Два года спустя мне удалось уехать за границу. Шестов в это время жил в Париже. Отца его уже давно не было в живых, но престарелая мать его[739], брат и сестра, специалист по психоанализу, Фаня Исааковна с мужем Германом Леопольдовичем Ловцким поселились в Берлине. И Лева их ежегодно навещал. Для меня, осевшего в Германии, создалась возможность возобновить связь с Львом Исааковичем. Да и он не прочь был делиться со мной впечатлениями о людях, о времени, прошедшем со дня его первого знакомства с гейдельбергской «царь-бочкой». В 1923 году «его» издательство «Скифы» опубликовало мое исследование «Система свободы Ф.М. Достоевского». Он прочел его по дороге из Берлина в Париж, и хоть «оное одобрил», написал мне все же, что в нем «все еще слишком много Гейдельберга».

Чем же именно хотелось Шестову в этот период заменить «Гейдельберг», равнозначный в его понимании систематической философии и рациональному «добыванию истины» вообще? Надо заметить, что к этому времени в самом Гейдельберге, как и в других немецких университетах, оставалось все меньше и меньше «Гейдельберга» в шестовском смысле. Уже накануне войны 1914–1918 годов интерес к «интуиции» Бергсона предвещал перемену. Непосредственно после войны Анри Бергсона заслонил Серен Киркегор. Наряду с «философией как строгой наукой» (Э. Гуссерль) заявляла права на академическое внимание «философия жизни» (Lebensphilosophie)[740]. В программах философских факультетов появились семинары, не только посвященные Ницше, но и новооткрытому Киркегору и даже Достоевскому.
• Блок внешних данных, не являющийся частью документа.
PR #3122, opened 2022-01-18
Update nullptr usage for c++11

hjmjohnson:
Minor changes to prefer to use nullptr


seanm:
Can I get rid of `-Wno-zero-as-null-pointer-constant` on my bots after this?

hjmjohnson:
> Can I get rid of `-Wno-zero-as-null-pointer-constant` on my bots after this?

I would hope so.

dzenanz (approved):

seanm:
I've removed `-Wno-zero-as-null-pointer-constant` on my TSan bot... let's see tomorrow...

seanm:
@hjmjohnson look like there are a number of such warnings: https://open.cdash.org/viewBuildError.php?type=1&buildid=7689549  want to tackle them?

seanm:
Actually, it looks like just two: itkThreadSupport.h:52 and itkThreadSupport.h:57.  I don't understand the comment about `NULL` being required for the second... it's C++ not C...

PR #3123, opened 2022-01-18
BUG: Protect itk::OutputWindow cerr usage with a mutex

seanm:
TSan otherwise complained when multiple threads use OutputWindow::DisplayText at the same time, such as in the itkSLICImageFilterTest3 test. This I don't really understand though, since C++11 cerr usage is supposed to be thread safe. But even if strictly thread-safe, output can get interleaved, and a mutex solves both that and the TSan complaint.


seanm:
This will probably be my last TSan PR.  I've been through every failure and many of them are the same root cause.  There are a few more issues I'll create though...

dzenanz (approved):

Issue #3163, opened 2022-02-05
Build error for wasm


engineer1109:
### Description

Build error for wasm when -s USE_PTHREADS=1

Tells:

In file included from /home/wjl/github/ITK/Modules/Core/Common/src/itkPlatformMultiThreader.cxx:40:
/home/wjl/github/ITK/Modules/Core/Common/src/itkPlatformMultiThreaderSingle.cxx:42:29: error: use of undeclared identifier 'm_GlobalMaximumNumberOfThreads'; did you mean 'm_MaximumNumberOfThreads'?

I changed  m_GlobalMaximumNumberOfThreads  to MultiThreaderBase::GetGlobalMaximumNumberOfThreads() will be ok.

### Actual behavior

```none
```

### Versions

Master , the lastest

### Environment

Linux 

emcc (Emscripten gcc/clang-like replacement + linker emulating GNU ld) 2.0.17
clang version 13.0.0 (/b/s/w/ir/cache/git/chromium.googlesource.com-external-github.com-llvm-llvm--project 3b677b81cec7b3c5132aee8fccc30252d87deb69)
Target: wasm32-unknown-emscripten
Thread model: posix

thewtex:
To use wasm, use [itk-wasm](http://insightsoftwareconsortium.github.io/itk-wasm). For parallelism, use the WebWorkerPool:

https://github.com/InsightSoftwareConsortium/itk-wasm/blob/12eb34db0fb1a2efdd71c1e5a60bf9808e6d2310/test/browser/core/WebWorkerPoolTest.js#L23-L56

PR #4456, opened 2024-02-09
COMP: Fix MultiThreaderSingle typos

fabian-philips:
The top of MultipleMethodExecute() in itkPlatformMultiThreaderSingle.cxx was outdated. I have copied two lines from itkPlatformMultiThreaderWindows.cxx in order to fix it. This problem was mentioned in as an issue but not yet fixed: https://github.com/InsightSoftwareConsortium/ITK/issues/3163.

## PR Checklist
- [x] Added test (or *behavior not changed*)
- [x] Updated API documentation (or *API not changed*)

### DIFF
--- a/Modules/Core/Common/src/itkPlatformMultiThreaderSingle.cxx
+++ b/Modules/Core/Common/src/itkPlatformMultiThreaderSingle.cxx
@@ -39,9 +39,9 @@ PlatformMultiThreader::MultipleMethodExecute()
   ThreadIdType thread_loop;
 
   // obey the global maximum number of threads limit
-  if (m_NumberOfWorkUnits > m_GlobalMaximumNumberOfThreads)
+  if (m_NumberOfWorkUnits > MultiThreaderBase::GetGlobalMaximumNumberOfThreads())
   {
-    m_NumberOfWorkUnits = m_GlobalMaximumNumberOfThreads;
+    m_NumberOfWorkUnits = MultiThreaderBase::GetGlobalMaximumNumberOfThreads();
   }
 
   for (thread_loop = 0; thread_loop < m_NumberOfWorkUnits; ++thread_loop)


dzenanz (approved):
LGTM

Modules/Core/Common/src/itkPlatformMultiThreaderSingle.cxx
```diff
@@ -39,9 +39,9 @@ PlatformMultiThreader::MultipleMethodExecute()
   ThreadIdType thread_loop;
 
   // obey the global maximum number of threads limit
-  if (m_NumberOfWorkUnits > m_GlobalMaximumNumberOfThreads)
+  if (m_NumberOfWorkUnits > MultiThreaderBase::GetGlobalMaximumNumberOfThreads())
   {
-    m_NumberOfWorkUnits = m_GlobalMaximumNumberOfThreads;
+    m_NumberOfWorkUnits = MultiThreaderBase::GetGlobalMaximumNumberOfThreads();
```
N-Dekker, line 44: For my understanding, isn't the GlobalMaximumNumberOfThreads always exactly `1`, for MultiThreaderSingle?

fabian-philips: Yes, that is correct, itkThreadSupports.h sets

constexpr size_t ITK_MAX_THREADS = 1;

in case of non-pthreads/win32threads (line 78). However, the proposed change does not change the style compared to the other variants - and the 1 from ITK_MAX_THREADS is retrieved via header functions only (same performance).

N-Dekker: Ah, thanks for explaining, @fabian-philips! I see now, the same GetGlobalMaximumNumberOfThreads() check in itkPlatformMultiThreaderPosix.cxx and itkPlatformMultiThreaderWindows.cxx, indeed!

N-Dekker (approved):
Thanks @fabian-philips!

I hope the code can later still be further simplified, I mean, instead of those four lines of code:

```
  if (m_NumberOfWorkUnits > m_GlobalMaximumNumberOfThreads)
  {
    m_NumberOfWorkUnits = m_GlobalMaximumNumberOfThreads;
  }

```
It seems nicer to me to just have a single line of code: `m_NumberOfWorkUnits = 1;` This file is specific to the single-threaded case, so it may just assume that the number of threads is `1`, right? Anyway, that may be something for another pull request  😃  For now: approved 👍

PR #3950, opened 2023-03-07
STYLE: Prefer C++11 zero initializer to ZeroValue

hjmjohnson:
Prefer to use standard C++ language initializers to the itk::NumericValues<>::ZeroValue() initializers.

## PR Checklist
- [X] No [API changes](https://github.com/InsightSoftwareConsortium/ITK/blob/master/CONTRIBUTING.md#breaking-changes) were made (or the changes have been approved)
- [X] No [major design changes](https://github.com/InsightSoftwareConsortium/ITK/blob/master/CONTRIBUTING.md#design-changes) were made (or the changes have been approved)

PR #4460, opened 2024-02-12
Replace `NumericTraits<T>::ZeroValue()` with `T{}` or `0U`

N-Dekker:
For any type `T` that is supported by `NumericTraits<T>`, the expression `NumericTraits<T>::ZeroValue()` is just equivalent to `T{}`. `T{}` appears preferred, because it is more generic, and it may yield faster code than the corresponding `NumericTraits<T>::ZeroValue()` function call.

    Find what: itk::NumericTraits<(\w+)>::ZeroValue\(\)
    Find what: NumericTraits<(\w+)>::ZeroValue\(\)
    Replace with: $1{}
    Filters: itk*.hxx;itk*.h;itk*.cxx
    Directory: ITK\Modules
    [v] Match case
    (*) Regular expression

Excluded "itkNumericTraitsTest.cxx", because it purposely calls `NumericTraits::ZeroValue()` as part of the test.

Follow-up to pull request #4017 commit 5ac803e290fb2d5b642ed4e23622f9236b50fdeb "STYLE: Replace `T var{ NumericTraits<T>::ZeroValue() }` with `T var{}`"

Also follows up to:
- pull request #3950 by Hans Johnson (@hjmjohnson)

### DIFF
--- a/Modules/Numerics/Optimizersv4/include/itkGradientDescentLineSearchOptimizerv4.hxx
+++ b/Modules/Numerics/Optimizersv4/include/itkGradientDescentLineSearchOptimizerv4.hxx
@@ -28,7 +28,7 @@ GradientDescentLineSearchOptimizerv4Template<
 {
   this->m_MaximumLineSearchIterations = 20;
   this->m_LineSearchIterations = 0U;
-  this->m_LowerLimit = itk::NumericTraits<TInternalComputationValueType>::ZeroValue();
+  this->m_LowerLimit = TInternalComputationValueType{};
   this->m_UpperLimit = 5.0;
   this->m_Phi = 1.618034;
   this->m_Resphi = 2 - this->m_Phi;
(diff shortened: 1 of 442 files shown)


Modules/Numerics/Optimizersv4/include/itkGradientDescentLineSearchOptimizerv4.hxx
```diff
@@ -28,7 +28,7 @@ GradientDescentLineSearchOptimizerv4Template<
 {
   this->m_MaximumLineSearchIterations = 20;
   this->m_LineSearchIterations = NumericTraits<unsigned int>::ZeroValue();
```
issakomi, line 30: I think this is intentionally left out, I guess, `unsigned int{}` doesn't work, `(unsigned int){}` seems to compile, but probably `0U` is even better, IMHO.
P.S. There are not many similar situations (e.g. _unsigned char_, _long double_, etc), some are in itkFreeSurferAsciiMeshIO.cxx, AFAIK.

N-Dekker: @issakomi Please check the two commits that I added to address your comments. Also please consider approving this pull request 😃

dzenanz (approved):

issakomi (approved):

PR #4467, opened 2024-02-16
STYLE: Replace `itk::NumericTraits<unsigned int>::OneValue()` with `1`

N-Dekker:
Follow-up to pull request https://github.com/InsightSoftwareConsortium/ITK/pull/4460 commit 5d746cc0bc5efa6655580ee63c36cefde156a3c2
"STYLE: Replace `NumericTraits<unsigned int>::ZeroValue()` with `0U`"

### DIFF
--- a/Modules/IO/MeshBYU/src/itkBYUMeshIO.cxx
+++ b/Modules/IO/MeshBYU/src/itkBYUMeshIO.cxx
@@ -167,12 +167,12 @@ BYUMeshIO::ReadMeshInformation()
   // Set default point pixel component and point pixel type
   this->m_PointPixelComponentType = IOComponentEnum::FLOAT;
   this->m_PointPixelType = IOPixelEnum::SCALAR;
-  this->m_NumberOfPointPixelComponents = itk::NumericTraits<unsigned int>::OneValue();
+  this->m_NumberOfPointPixelComponents = 1;
 
   // Set default cell pixel component and point pixel type
   this->m_CellPixelComponentType = IOComponentEnum::FLOAT;
   this->m_CellPixelType = IOPixelEnum::SCALAR;
-  this->m_NumberOfCellPixelComponents = itk::NumericTraits<unsigned int>::OneValue();
+  this->m_NumberOfCellPixelComponents = 1;
 
   inputFile.close();
 }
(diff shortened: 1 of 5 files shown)


dzenanz (approved):
Does `1` vs `1u` make any difference?

N-Dekker:
> Does `1` vs `1u` make any difference?

In practice, when you assign the value (`1` or `1u`) to a variable of a built-in type, it does not make a difference at all. So it's just a matter of style 😃

blowekamp:
I am pretty sure at some point there was a compiler warning flag used that warned about conversions from int to unsigned int, and the draconian usage itk::NumericTraits was used to help determine where real conversion issues were occurring.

Шестов торжествовал. «Смотрите, — сказал он мне в один из своих приездов в Берлин, — у нас всегда было принято подсмеиваться над немцами, а как поглядишь, они и теперь, когда почва ушла у них из-под ног, не прочь обезьяну выдумать… А у нас что? Какое-то куцее гегельянство».

Однако в Берлин Лев Исаакович приезжал в 20-х годах не для того, чтобы учиться у немцев их «философии жизни», а чтобы провести время с родными, прежде всего с престарелой матерью. Шестову было уже под шестьдесят, а матери за восемьдесят. Почтительность «Левочки» к «маме» была совершенно исключительной. Вообще, вся обстановка обычной шарлоттенбургской меблированной квартиры в присутствии среброголовой киевской «дамы» и ее приближающегося к старости сына странно преображалась. Седая мадам Шварцман не просто сидела в своем кресле, а с величественной матриархальностью, обложенная подушками, восседала в нем. Старший же ее сын, Лев Шестов, прежде чем заговорить, каждый раз как бы просил у нее слова. Видно было, что для него «посидеть с мамой» было значительным событием, и можно без преувеличения сказать, что тот, кто не видел Шестова в этой обстановке, не мог воспринять его загадочности во всех ее измерениях. Лев Шестов — «без почвы»?! Мало у кого из людей этого разряда был более плотный пласт плодородной почвы в этом их духовном гнезде. И весьма возможно, что потребность утвердить себя как неповторимую индивидуальность, вопреки закону, наперекор закону родового притяжения, определила вначале отталкивание Шестова от всякой почвы, от всего принципиального и первоначального. Смысл этого сверханархизма был, по-видимому, — крайний антиархаизм. А вот с годами, когда опасность не стать самим собой миновала, слух Льва Шестова стал все явственнее улавливать глухую музыку, доносившуюся к нему из неизмеримых глубин «царства матерей». Повторяю, отношение Шестова к матери поражало своим таинственно-религиозным характером. То была не сыновняя любовь, не сохранившееся с детских лет преклонение, не нежность и благодарность, а благоговение, обоготворение, какое-то непроизвольное и непрерывное мифотворчество. Он, правда, продолжал участвовать в том, что происходило вокруг него, но как бы отсутствуя, всецело поглощенный чудесным явлением из другого мира — явлением Матери. Так не относился к своей матери даже Александр Блок.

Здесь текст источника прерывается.